> EXERCISE DIRECTIONS: Whichever lines of the material contain "imageData", copy each of them.

> SOURCE INFORMATION:

= Beginning of Section =

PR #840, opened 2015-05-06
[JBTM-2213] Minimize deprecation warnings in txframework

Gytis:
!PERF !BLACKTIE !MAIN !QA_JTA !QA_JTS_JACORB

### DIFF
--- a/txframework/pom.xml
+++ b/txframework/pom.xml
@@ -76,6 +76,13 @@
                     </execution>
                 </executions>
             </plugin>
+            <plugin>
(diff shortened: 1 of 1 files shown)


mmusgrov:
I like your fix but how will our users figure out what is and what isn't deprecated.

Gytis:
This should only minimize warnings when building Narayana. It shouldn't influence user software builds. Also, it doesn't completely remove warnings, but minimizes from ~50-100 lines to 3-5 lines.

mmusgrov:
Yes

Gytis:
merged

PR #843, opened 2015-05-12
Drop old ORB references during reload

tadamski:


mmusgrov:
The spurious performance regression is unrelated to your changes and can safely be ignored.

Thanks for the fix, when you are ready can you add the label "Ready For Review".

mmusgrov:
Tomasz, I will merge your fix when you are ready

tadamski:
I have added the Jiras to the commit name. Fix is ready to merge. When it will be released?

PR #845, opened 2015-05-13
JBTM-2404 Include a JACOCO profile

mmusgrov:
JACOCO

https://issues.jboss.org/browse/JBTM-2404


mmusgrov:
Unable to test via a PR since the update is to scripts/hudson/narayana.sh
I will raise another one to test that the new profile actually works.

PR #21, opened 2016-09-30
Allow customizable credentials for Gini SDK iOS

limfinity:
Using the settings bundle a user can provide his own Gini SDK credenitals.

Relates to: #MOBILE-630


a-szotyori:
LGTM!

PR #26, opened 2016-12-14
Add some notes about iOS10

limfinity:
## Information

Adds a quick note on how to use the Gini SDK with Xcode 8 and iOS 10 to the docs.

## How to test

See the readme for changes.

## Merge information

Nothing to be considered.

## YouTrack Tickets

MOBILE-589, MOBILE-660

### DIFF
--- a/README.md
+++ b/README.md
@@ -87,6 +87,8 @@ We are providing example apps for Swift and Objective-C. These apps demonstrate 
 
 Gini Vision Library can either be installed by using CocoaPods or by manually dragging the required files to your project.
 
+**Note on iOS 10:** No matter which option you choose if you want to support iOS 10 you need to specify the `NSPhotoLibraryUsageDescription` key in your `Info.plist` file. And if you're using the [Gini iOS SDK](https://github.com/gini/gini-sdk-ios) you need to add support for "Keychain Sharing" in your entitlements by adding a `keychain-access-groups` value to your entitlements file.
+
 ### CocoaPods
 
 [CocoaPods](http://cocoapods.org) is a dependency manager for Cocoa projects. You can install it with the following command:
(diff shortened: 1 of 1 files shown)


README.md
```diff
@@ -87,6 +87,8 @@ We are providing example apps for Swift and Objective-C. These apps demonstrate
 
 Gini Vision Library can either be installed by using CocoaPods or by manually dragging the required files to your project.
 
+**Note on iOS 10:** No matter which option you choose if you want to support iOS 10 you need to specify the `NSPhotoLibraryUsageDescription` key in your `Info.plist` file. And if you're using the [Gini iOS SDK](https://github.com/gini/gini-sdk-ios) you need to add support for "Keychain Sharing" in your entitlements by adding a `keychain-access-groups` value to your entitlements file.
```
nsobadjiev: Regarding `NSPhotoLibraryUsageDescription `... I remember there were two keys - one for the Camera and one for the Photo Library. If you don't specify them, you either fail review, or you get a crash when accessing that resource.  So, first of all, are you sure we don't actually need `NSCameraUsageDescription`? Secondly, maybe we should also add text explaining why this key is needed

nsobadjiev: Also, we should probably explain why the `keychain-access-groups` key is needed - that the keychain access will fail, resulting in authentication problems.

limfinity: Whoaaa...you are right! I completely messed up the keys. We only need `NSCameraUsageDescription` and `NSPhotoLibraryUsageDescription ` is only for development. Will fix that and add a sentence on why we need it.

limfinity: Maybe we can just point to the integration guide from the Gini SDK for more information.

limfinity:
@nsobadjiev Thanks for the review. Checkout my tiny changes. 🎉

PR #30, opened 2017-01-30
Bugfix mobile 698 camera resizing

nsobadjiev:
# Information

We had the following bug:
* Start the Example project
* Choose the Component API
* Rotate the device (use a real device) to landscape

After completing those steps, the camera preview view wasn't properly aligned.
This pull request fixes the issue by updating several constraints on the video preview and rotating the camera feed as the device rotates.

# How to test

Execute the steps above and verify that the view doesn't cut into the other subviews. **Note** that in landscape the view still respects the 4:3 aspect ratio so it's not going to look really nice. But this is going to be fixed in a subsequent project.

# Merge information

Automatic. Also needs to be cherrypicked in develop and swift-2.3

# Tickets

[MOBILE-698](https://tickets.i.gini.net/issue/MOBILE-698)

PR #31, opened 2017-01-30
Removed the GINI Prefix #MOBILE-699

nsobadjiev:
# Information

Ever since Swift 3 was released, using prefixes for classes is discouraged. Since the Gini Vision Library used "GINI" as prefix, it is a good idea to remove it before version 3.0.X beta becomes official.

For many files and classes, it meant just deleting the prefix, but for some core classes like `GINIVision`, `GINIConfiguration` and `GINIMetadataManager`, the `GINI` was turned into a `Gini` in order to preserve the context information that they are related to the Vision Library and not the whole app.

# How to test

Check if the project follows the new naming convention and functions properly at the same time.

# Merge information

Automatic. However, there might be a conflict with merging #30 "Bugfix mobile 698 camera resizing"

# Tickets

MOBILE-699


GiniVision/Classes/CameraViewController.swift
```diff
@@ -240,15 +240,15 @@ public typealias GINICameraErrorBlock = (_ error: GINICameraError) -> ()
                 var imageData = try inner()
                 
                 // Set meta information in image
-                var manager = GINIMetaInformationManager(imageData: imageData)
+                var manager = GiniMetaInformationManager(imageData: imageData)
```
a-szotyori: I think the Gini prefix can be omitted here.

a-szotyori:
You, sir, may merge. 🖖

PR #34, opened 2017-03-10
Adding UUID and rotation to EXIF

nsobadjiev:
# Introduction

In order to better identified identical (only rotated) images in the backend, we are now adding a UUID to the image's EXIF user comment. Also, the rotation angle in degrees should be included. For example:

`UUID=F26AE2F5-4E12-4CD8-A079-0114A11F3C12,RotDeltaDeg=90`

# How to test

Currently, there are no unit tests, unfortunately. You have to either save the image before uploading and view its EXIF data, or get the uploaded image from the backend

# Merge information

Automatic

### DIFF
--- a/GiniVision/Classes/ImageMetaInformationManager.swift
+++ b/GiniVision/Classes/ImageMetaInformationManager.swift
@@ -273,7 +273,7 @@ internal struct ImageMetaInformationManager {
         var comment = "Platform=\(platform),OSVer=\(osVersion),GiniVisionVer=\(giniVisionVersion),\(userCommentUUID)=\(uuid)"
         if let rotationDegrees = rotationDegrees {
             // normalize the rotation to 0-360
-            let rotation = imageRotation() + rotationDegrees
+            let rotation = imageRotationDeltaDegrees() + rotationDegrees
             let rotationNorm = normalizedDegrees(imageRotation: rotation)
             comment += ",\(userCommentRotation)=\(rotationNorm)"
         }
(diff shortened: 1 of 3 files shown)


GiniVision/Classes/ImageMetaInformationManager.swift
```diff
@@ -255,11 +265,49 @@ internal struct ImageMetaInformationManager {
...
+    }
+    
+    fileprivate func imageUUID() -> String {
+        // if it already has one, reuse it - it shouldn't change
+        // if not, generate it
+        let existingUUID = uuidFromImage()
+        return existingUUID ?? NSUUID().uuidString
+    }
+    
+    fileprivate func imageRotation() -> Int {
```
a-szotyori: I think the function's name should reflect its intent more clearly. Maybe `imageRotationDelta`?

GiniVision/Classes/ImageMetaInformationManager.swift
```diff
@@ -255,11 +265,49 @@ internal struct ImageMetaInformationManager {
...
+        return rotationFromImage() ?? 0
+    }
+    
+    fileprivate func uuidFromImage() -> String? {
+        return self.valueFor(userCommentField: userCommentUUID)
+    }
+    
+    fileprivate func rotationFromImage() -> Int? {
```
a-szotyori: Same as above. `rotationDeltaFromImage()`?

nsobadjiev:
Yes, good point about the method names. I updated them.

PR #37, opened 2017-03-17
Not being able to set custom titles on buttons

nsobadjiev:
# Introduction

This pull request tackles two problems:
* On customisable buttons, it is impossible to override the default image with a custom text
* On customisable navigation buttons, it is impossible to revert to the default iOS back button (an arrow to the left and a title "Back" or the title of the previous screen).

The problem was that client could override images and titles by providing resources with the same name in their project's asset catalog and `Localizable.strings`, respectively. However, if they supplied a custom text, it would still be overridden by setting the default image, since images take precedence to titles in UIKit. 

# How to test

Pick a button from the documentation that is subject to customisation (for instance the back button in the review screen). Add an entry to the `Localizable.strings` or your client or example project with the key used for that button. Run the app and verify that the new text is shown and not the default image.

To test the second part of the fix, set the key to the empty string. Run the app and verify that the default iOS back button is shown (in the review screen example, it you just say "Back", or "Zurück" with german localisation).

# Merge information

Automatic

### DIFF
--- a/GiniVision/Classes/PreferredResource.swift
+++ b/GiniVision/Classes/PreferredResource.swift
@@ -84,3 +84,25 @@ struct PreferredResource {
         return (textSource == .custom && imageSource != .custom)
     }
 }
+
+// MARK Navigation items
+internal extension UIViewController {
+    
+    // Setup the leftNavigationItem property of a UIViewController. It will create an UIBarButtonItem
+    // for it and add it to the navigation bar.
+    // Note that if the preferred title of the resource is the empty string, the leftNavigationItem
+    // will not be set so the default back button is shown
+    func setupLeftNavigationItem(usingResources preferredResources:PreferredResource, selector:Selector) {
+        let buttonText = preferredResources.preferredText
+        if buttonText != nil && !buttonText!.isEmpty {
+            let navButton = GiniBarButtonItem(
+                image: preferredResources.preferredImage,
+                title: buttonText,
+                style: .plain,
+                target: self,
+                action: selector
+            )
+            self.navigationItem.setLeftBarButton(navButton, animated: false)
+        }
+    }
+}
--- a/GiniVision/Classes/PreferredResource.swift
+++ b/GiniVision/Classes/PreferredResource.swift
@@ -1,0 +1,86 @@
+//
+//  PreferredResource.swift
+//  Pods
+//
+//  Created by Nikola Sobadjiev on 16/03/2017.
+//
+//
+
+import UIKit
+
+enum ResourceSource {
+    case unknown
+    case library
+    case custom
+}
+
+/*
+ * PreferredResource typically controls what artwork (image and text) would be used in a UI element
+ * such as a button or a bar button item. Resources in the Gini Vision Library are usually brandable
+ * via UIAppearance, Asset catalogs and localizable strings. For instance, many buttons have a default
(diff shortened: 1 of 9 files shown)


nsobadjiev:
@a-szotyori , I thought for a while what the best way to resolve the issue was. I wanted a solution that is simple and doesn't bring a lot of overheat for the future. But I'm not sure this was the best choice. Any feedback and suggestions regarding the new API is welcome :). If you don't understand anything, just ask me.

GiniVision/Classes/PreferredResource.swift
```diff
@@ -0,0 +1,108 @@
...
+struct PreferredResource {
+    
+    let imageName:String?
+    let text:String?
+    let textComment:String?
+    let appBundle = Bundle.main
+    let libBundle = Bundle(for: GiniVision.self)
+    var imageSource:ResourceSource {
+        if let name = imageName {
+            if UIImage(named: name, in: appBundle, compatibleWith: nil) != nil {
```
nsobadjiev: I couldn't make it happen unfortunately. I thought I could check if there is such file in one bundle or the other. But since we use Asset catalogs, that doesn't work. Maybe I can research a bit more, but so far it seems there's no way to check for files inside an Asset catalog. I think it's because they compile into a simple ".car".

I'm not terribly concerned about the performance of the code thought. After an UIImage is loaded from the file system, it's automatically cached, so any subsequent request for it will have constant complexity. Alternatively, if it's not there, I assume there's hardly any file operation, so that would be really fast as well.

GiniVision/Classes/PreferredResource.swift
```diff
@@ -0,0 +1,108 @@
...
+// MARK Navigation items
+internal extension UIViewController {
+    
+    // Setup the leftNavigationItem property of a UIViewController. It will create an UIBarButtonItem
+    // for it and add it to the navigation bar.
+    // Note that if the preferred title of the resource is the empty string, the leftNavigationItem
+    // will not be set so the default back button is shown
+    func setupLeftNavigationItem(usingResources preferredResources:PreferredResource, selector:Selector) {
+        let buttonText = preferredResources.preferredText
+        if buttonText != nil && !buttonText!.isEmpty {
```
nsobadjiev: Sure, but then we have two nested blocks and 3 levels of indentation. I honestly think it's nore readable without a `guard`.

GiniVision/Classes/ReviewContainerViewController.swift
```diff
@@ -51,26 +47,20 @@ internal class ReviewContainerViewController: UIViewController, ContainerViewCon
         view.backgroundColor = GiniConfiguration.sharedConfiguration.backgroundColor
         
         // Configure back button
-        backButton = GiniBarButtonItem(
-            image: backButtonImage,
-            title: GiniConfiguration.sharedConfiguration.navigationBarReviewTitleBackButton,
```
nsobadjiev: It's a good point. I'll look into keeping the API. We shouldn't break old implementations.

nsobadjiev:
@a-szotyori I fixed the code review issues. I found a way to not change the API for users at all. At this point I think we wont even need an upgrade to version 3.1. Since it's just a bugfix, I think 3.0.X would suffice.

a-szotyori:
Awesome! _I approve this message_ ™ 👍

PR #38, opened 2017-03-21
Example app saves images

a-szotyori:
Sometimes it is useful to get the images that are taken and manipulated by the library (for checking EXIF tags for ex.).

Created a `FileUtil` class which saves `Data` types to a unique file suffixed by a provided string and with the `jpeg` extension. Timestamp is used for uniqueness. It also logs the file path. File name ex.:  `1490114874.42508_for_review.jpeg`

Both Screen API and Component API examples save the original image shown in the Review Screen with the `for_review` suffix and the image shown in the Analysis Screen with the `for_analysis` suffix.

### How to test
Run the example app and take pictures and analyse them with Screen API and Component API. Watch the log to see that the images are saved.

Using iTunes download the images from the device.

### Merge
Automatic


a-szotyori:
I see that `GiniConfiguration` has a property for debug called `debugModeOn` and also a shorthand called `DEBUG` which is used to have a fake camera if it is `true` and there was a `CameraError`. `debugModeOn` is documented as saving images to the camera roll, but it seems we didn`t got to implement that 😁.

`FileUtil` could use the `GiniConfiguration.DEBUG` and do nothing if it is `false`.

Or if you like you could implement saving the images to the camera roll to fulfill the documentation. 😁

= End of Section =

> SOLUTION TO THIS PROBLEM:
                 var imageData = try inner()
-                var manager = GINIMetaInformationManager(imageData: imageData)
+                var manager = GiniMetaInformationManager(imageData: imageData)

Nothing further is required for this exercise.